> _Directions for this task_
Tally up the lines in the following entries where the string "scene" appears, and answer with the number alone.

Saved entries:
↓
PR #1446, opened 2015-03-20
Some style fixes

zetok:
"if(" → "if ("
"for(" → "for ("
"while(" → "while ("

I also would like to ask whether https://github.com/tux3/qTox/wiki/Coding is correct, and if not, then what is correct version, since qTox's source is inconsistent as hell…

When there will be an agreement to what coding style is, could you please _enforce_ it?

### DIFF
--- a/src/chatlog/chatline.cpp
+++ b/src/chatlog/chatline.cpp
@@ -27,9 +27,9 @@ ChatLine::ChatLine()
 
 ChatLine::~ChatLine()
 {
-    for(ChatLineContent* c : content)
+    for (ChatLineContent* c : content)
     {
-        if(c->scene())
+        if (c->scene())
             c->scene()->removeItem(c);
 
         delete c;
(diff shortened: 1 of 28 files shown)


dubslow:
No that's not correct, qTox uses Allman style generally. I usually enforce it, but I didn't bother with the chatform thing since, well... chatform.

Other than that I _usually_ massage my merge commit to silently fix the formatting in PRs, but sometimes something slips through the cracks...

```
if ()
{
    thing;
}
else
{
    otherThing;
}
```

```
QObject* asterisksGoWithTheType;
uint8_t* array = new uint8_t[count];

QObject notToMentionThatWeUseCamelCase;
// *camelCase, not CamelCase
```

agilob:
Merging this will make other PRs conflict.

dubslow:
Indeed. Now that I think about it, it's probably best to wait with this until after new_api hits. I'm largely throwing core.cpp out the window, for example.

agilob:
You can use astyle -A1 at any time if you want to convert code to allman style.

PR #1453, opened 2015-03-22
Added option to disable notification sounds.

Jookia:
This is a simple option I find needed.

### DIFF
--- a/src/widget/widget.cpp
+++ b/src/widget/widget.cpp
@@ -745,17 +745,20 @@ void Widget::newMessageAlert(GenericChatroomWidget* chat)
↑
> _Task response_
3